Looking at it another way, my algorithm starts out by broadly exploring the space of possible numbers, without concern for which ones are better or worse. But, when one does get a higher score, that one gets rewarded with access to more territory and more children. That’s like starting up a whole new evolutionary search, beginning from a better baseline. When that happens, I go back to searching very broadly, just with a higher standard for survival. Any number is allowed, just so long as it isn’t worse. The spatial structure of the environment and its gradual ramp up in difficulty is what decides how strong the selection pressure is, and what manages this back-and-forth process of “exploring” the search space very broadly and “exploiting” the numbers that got higher scores. This “explore / exploit trade-off” is a big topic of interest in the field of EAs, and something we typically have to tune by hand, but I got an EA to automatically solve this problem for me!
It’s still not clear how to make this practically useful. HIFF is just a number guessing game that I used it as a stand-in for some more interesting task. This kind of EA ought to be good at open-ended exploration of complex problems, which is why it does well at a deceptive problem, like HIFF. But HIFF only has two best answers! This approach might be much more useful and interesting in a more open-ended problem area, where there are countless different ways to succeed. Perhaps something like a robot, or a game-playing AI, or a search for many good answers, rather than the best answer. But I won’t know until I actually try!
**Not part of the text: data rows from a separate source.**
PR #2075, opened 2026-05-05
Add zone based CE project selection

ElePT:
### Summary
Adds `FLEETS_PROFILE_ZONE_MAP` — a JSON env var that maps compute profiles to availability zones, so Fleets jobs are routed to the right Code Engine project based on the hardware they need.

Before this, `_get_or_assign_project()` always picked the first active project. Now it checks the profile against the map and filters by zone. Profiles absent from the map (or mapped to `"any"`) fall back to the multi-zone project (zone null/blank), keeping existing behavior for CPU jobs.

### Details and comments
I will need to do a follow-up to revamp the docker-compose settings too, but I'd rather leave it to a follow-up.


gateway/main/settings.py
```diff
@@ -309,6 +310,10 @@
 CE_PDS_NAME_STATE = os.environ.get("CE_PDS_NAME_STATE")
 CE_PDS_NAME_USERS = os.environ.get("CE_PDS_NAME_USERS")
 CE_PDS_NAME_PROVIDERS = os.environ.get("CE_PDS_NAME_PROVIDERS")
+# Maps compute profiles to their availability zone. Populated at deploy time via FLEETS_PROFILE_ZONE_MAP
+# JSON env var, e.g. '{"gx2-8x64x1l40s": "us-east-1", "gx3d-24x120x1a100p": "us-east-2"}'.
+# Profiles absent from the map (or mapped to "any") fall back to the multi-zone project.
+FLEETS_PROFILE_ZONE_MAP: dict = json.loads(os.environ.get("FLEETS_PROFILE_ZONE_MAP", "{}"))  # type: ignore[assignment]
```
marceloamaral, line 317: This is a workaround for the demo, right? The Code Engine team said they expect to support automatic zone selection by the end of May. 

So, maybe we should add a `TODO:` here stating that this workaround should be deprecated and reviewed in June.

ElePT: Can add the TODO, but it's more than a workaround for a demo, it's the only way we can reliably provision resources today, that's why I decided to add it.

marceloamaral (changes requested):
@ElePT can you rebase with main and add the TODO?
After that, this PR is ready to be merged!

gateway/main/settings.py
```diff
@@ -309,6 +310,10 @@
 CE_PDS_NAME_STATE = os.environ.get("CE_PDS_NAME_STATE")
 CE_PDS_NAME_USERS = os.environ.get("CE_PDS_NAME_USERS")
 CE_PDS_NAME_PROVIDERS = os.environ.get("CE_PDS_NAME_PROVIDERS")
+# Maps compute profiles to their availability zone. Populated at deploy time via FLEETS_PROFILE_ZONE_MAP
+# JSON env var, e.g. '{"gx2-8x64x1l40s": "us-east-1", "gx3d-24x120x1a100p": "us-east-2"}'.
+# Profiles absent from the map (or mapped to "any") fall back to the multi-zone project.
```
ElePT, line 315:
```suggestion
# Profiles absent from the map (or mapped to "any") fall back to the multi-zone project.
# TODO: review once automatic zone selection is supported in CE
```

ElePT:
Done! Although I couldn't actually use the word TODO (it breaks the linter https://github.com/Qiskit/qiskit-serverless/actions/runs/25389292027/job/74459085297#step:6:27), I added it as a reminder. I don't think there is any risk of actually forgetting this one. Another note, @marceloamaral, is that there is no need to rebase unless there are conflicts with the main branch. The merge queue handles the branch update automatically.

gateway/main/settings.py
```diff
@@ -309,6 +310,11 @@
...
+# TODO: review once automatic zone selection is supported in CE
```
ElePT:
```suggestion
# Reminder: review once automatic zone selection is supported in CE
```

marceloamaral (dismissed):
/LGTM

gateway/core/services/runners/fleets_runner.py
```diff
@@ -458,7 +459,15 @@ def _get_or_assign_project(self) -> CodeEngineProject:
                 raise RunnerError(f"Code Engine project '{project.project_name}' is not active")
             return project
 
-        project = CodeEngineProject.objects.filter(active=True).first()
+        profile_zone_map: dict = getattr(settings, "FLEETS_PROFILE_ZONE_MAP", {})
```
avilches:
```suggestion
        profile_zone_map: dict = settings.FLEETS_PROFILE_ZONE_MAP
```

default value should be located in the settings.py...

avilches (dismissed):

gateway/core/services/runners/fleets_runner.py
avilches: Not a big deal actually, approved

isma-roza (approved):

ItamarGoldman (dismissed):

ItamarGoldman (approved):

PR #2076, opened 2026-05-05
Fleet scheduling updates: fleet_id retry preservation and COS result retrieval

ElePT:
### Summary
Two scheduler fixes for Fleets jobs discovered during demo deployment.

**`fleet_id` lost on RecordModifiedError retry** (`schedule_queued_jobs.py`) -> `FleetsRunner.submit()` sets `job.fleet_id` in memory, but the field isn't persisted until `job.save()`. If a concurrent write causes `RecordModifiedError`, `refresh_from_db()` reloads the DB state and wipes the in-memory `fleet_id`. The retry then saves the job without it, permanently losing the fleet reference. Fix: back up and restore `fleet_id` alongside the existing `ray_job_id` backup.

Overall, I’m quite happy with this experiment. I was able to reproduce results from a favorite biology paper on my computer, and show how it relates to the kinds of search and optimization problems that Computer Scientists care about. I also got to apply the CS perspective to a Biology experiment, analyzing this “range expansion” phenomenon in terms of problem solving and search processes. It’s a modest start, but this is exactly the kind of work I set out to do, and I had a lot of fun doing it. It also earned an A+ for me and my partner, Anna Rees, on our final project for Evolutionary Computation class, a trip to Japan, and even a nomination for best paper at ALife 2025! So that’s pretty sweet. I hope to do more like this in the future.